"Frankly their halo has slipped below their waistline" was the tart soundbite from Alan Duncan.
It's interesting how the Oxfam PR machine has worked over the past few days. When the story broke there was a trickle of reaction. Oxfam duly posted the standard 'Our reaction to the allegations' on their social media feeds. It was business as usual for the rest of their coms and they carried on with tweets and commentary about local fundraisers, fashion shows and other activities.
However, once the horror of what their leaders had been up to in Haiti sunk in, and the news had been amplified in the media, a torrent of negative reaction followed. Heads rolled and a sacrificial deputy CEO was offered up.
This scandal will hit not just Oxfam but the charity sector in general. Already bruised by Kid's Company's catastrophic collapse just three years ago and the recent aggressive 'begging letter' campaigns, charities now need to do more to improve their trust and standing?
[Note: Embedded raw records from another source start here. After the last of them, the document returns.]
PR #490, opened 2012-05-22
Cleanup

ChristianKatzmann:
Removed many Java Compiler warnings like missing @override annotations and unnecessary casts

### DIFF
--- a/library/src/com/actionbarsherlock/app/SherlockActivity.java
+++ b/library/src/com/actionbarsherlock/app/SherlockActivity.java
@@ -125,6 +125,7 @@ public abstract class SherlockActivity extends Activity implements OnCreatePanel
         return getSherlock().getMenuInflater();
     }
 
+    @Override
     public void invalidateOptionsMenu() {
         getSherlock().dispatchInvalidateOptionsMenu();
     }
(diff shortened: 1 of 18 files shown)


zhen9ao:
Seems no need of this `cleanup`.

JakeWharton:
What IDE and/or build system are you using where these are warnings? The `@Override` annotation is a compile-time enforcement only and has no effect on the resulting bytecode which is why I'm hesitant to include them. Plus a lot of the code you have added them to is copied directly from the Android sources and would create additional merge conflicts moving forward with future versions of the platform.

ChristianKatzmann:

There is no doubt that well run charities do an amazing job. Without them a lot of medical science, care and disaster relief simply would not happen. But just like the Harvey Weinstein affair and the President's Club these scandals have world wide and industry wide repercussions.
The whole sector now needs to build bridges and be more transparent. They need to show more of what they do and nudge down the needle of the moral high ground.
We need charities that have good governance, high moral values and ethical standards. The public needs to feel that the hard earned cash they put into the charity bucket goes to the cause it was destined for.
The scandal surrounding Oxfam’s handling of events in Haiti has exposed serious failings in how aid organisations deal with alleged abuse by their staff. It also stands to undermine public support for some of Britain’s best known charities, as well as the UK government’s £13bn annual aid budget.